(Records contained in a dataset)
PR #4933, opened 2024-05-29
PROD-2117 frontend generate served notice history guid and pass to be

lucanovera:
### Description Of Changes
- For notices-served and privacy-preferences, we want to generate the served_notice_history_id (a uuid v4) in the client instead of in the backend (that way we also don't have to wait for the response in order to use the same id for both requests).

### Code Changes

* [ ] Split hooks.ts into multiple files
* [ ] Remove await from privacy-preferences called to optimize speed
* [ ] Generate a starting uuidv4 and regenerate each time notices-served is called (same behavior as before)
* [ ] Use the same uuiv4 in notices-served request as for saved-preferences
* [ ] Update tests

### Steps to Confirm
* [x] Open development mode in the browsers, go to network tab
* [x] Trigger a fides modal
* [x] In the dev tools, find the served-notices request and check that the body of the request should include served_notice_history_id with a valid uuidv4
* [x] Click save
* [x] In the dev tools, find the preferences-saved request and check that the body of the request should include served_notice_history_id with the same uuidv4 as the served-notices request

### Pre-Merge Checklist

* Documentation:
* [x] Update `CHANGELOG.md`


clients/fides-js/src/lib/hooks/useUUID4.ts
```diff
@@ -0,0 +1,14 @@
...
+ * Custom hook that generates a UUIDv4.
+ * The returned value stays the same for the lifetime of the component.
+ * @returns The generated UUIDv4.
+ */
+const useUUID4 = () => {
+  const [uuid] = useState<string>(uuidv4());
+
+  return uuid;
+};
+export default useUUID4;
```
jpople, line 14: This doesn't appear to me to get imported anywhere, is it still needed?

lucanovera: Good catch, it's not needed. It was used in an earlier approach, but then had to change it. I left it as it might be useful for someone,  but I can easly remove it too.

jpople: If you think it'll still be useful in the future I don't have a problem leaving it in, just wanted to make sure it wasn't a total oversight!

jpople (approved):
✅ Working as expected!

# What you need to do
Precisely reproduce the lines of the entries, beginning at the first and ending at the one containing "to optimize speed". Add nothing.

# Result
PR #4933, opened 2024-05-29
PROD-2117 frontend generate served notice history guid and pass to be

lucanovera:
### Description Of Changes
- For notices-served and privacy-preferences, we want to generate the served_notice_history_id (a uuid v4) in the client instead of in the backend (that way we also don't have to wait for the response in order to use the same id for both requests).

### Code Changes

* [ ] Split hooks.ts into multiple files
* [ ] Remove await from privacy-preferences called to optimize speed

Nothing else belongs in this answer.